* **Problem requirements**:
Reproduce the line that holds "I don't see" together with all the lines after it up to the end of the entries.

* **Records to process**:
- - - -

PR #449, opened 2021-01-25
Fix how we're provisionally setting the coroutine tracking depth

FasterSpeeding:
### Summary
Use sys.set_coroutine_origin_tracking_depth instead of non-existent loop.set_coroutine_tracking_depth

### Checklist


davfsa (approved):

davfsa (changes requested):
Do we want to set it in everything or only the loop?

FasterSpeeding:
> Do we want to set it in everything or only the loop?

I don't see any way to set this for a specific loop and this is thread specific anyway

davfsa (approved):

- - - -

* **Result**:
I don't see any way to set this for a specific loop and this is thread specific anyway

davfsa (approved):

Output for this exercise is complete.